*What you will do:* When the string "random" is part of a line in the data below, report the whole line.

[Dataset entries]
PR #2309, opened 2024-09-04
#2308 Select a neighborhood consider parent path

### LINKED ISSUE #2308: Selecting a neighbor in the neighborhood view: Consider "parent path"
Consider this use case:

image

The second neighbor of the selected neighborhood points to `Organism|ArterialBlood_UmbilicalCord|BloodCells`. While `Organism`is not present in this module, it is set as the parent of `ArterialBlood_UmbilicalCord`, so the full path could be resolved and the container shown in the right pane.

benjaperez1983:
Fixes #2308

# Description

 Select a neighborhood consider parent path

## Type of change

# How Has This Been Tested?

- [ ] Integration tests
- [x] Unit tests
- [ ] Manual tests 
- [ ] No tests required

# Reviewer checklist

# Questions (if appropriate):

### DIFF
--- a/src/OSPSuite.Core/Domain/ObjectPath.cs
+++ b/src/OSPSuite.Core/Domain/ObjectPath.cs
@@ -127,7 +127,10 @@ namespace OSPSuite.Core.Domain
             return resolvedEntity;
 
          var root = refEntity.RootContainer;
-         var firstEntry = _pathEntries[0];
+
+         removeMatchingPaths(root, usePath);
+
+         var firstEntry = usePath[0];
 
          //We have an absolute Path from the ref entity
          if (string.Equals(firstEntry, refEntity.Name))
@@ -144,6 +147,15 @@ namespace OSPSuite.Core.Domain
          }
 
          return resolvePath<T>(dependentObject, usePath);
+      }
+
+      private void removeMatchingPaths(IContainer root, List<string> usePath)
+      {
+         var matchingElements = !string.IsNullOrEmpty(root?.ParentPath?.PathAsString) &&
+                                new ObjectPath(_pathEntries).PathAsString.StartsWith(root?.ParentPath?.PathAsString ?? string.Empty);
+
+         if (matchingElements)
+            usePath.RemoveRange(0, root.ParentPath.Count);
       }
 
       public virtual T Clone<T>() where T : ObjectPath => new ObjectPath(_pathEntries).DowncastTo<T>();
--- a/src/OSPSuite.Core/Domain/ObjectPath.cs
+++ b/src/OSPSuite.Core/Domain/ObjectPath.cs
@@ -151,8 +151,8 @@ namespace OSPSuite.Core.Domain
 
       private void removeMatchingParentPath(IContainer root, List<string> usePath)
       {
-         var matchingElements = !string.IsNullOrEmpty(root?.ParentPath?.PathAsString) &&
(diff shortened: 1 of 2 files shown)


src/OSPSuite.Core/Domain/ObjectPath.cs
```diff
@@ -146,6 +149,15 @@ public virtual T Resolve<T>(IEntity refEntity) where T : class
          return resolvePath<T>(dependentObject, usePath);
       }
 
+      private void removeMatchingPaths(IContainer root, List<string> usePath)
+      {
+         var matchingElements = !string.IsNullOrEmpty(root?.ParentPath?.PathAsString) &&
+                                new ObjectPath(_pathEntries).PathAsString.StartsWith(root?.ParentPath?.PathAsString ?? string.Empty);
```
Yuri05, line 155: the part after `&&` could be simplified to 
`new ObjectPath(_pathEntries).PathAsString.StartsWith(root.ParentPath.PathAsString);`
(because the part before `&&` already ensures that `root.ParentPath.PathAsString` is not null and not empty)

rwmcintosh (approved):
I would just rename that one method a little more explicitly.

tests/OSPSuite.Core.Tests/Domain/ObjectPathSpecs.cs
```diff
@@ -116,6 +117,39 @@ public void should_return_the_desired_entity()
...
+         }
+      }
+
+      [Observation]
+      public void should_return_the_desired_entity()
+      {
+         sut.Resolve<IParameter>(_organ).ShouldBeEqualTo(_parameter);
+      }
+
+      private static string GenerateRandomString(Random random, int length)
```
msevestre, line 145: I have no idea why we need to generate random strings suddenly in a text. I have no idea what's going on.
Please create a path that we can analyze visually and not in a weird loop.

src/OSPSuite.Core/Domain/ObjectPath.cs
```diff
@@ -146,6 +149,15 @@ public virtual T Resolve<T>(IEntity refEntity) where T : class
          return resolvePath<T>(dependentObject, usePath);
       }
 
+      private void removeMatchingParentPath(IContainer root, List<string> usePath)
+      {
+         var matchingElements = !string.IsNullOrEmpty(root?.ParentPath?.PathAsString) &&
```
msevestre, line 154: same `root?.ParentPath?.PathAsString` locally in a variable  and check that it's not null or empty then return

src/OSPSuite.Core/Domain/ObjectPath.cs
```diff
@@ -146,6 +149,15 @@ public virtual T Resolve<T>(IEntity refEntity) where T : class
...
+                                new ObjectPath(_pathEntries).PathAsString.StartsWith(root?.ParentPath?.PathAsString ?? string.Empty);
```
msevestre, line 155: that ?? can never happen since you check before

msevestre: the code is kind of weird. we are using _pathEntries (global) to modify the parameter pass (usePath). 
this works because usePath is created using _pathEntries but this is really hard to follow. 
Also we have lists, we got to string, we compare strings and we then remove from list.
Should't we just use...no string at all?

Yuri05 (approved):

*Written answer:*
+      private static string GenerateRandomString(Random random, int length)
msevestre, line 145: I have no idea why we need to generate random strings suddenly in a text. I have no idea what's going on.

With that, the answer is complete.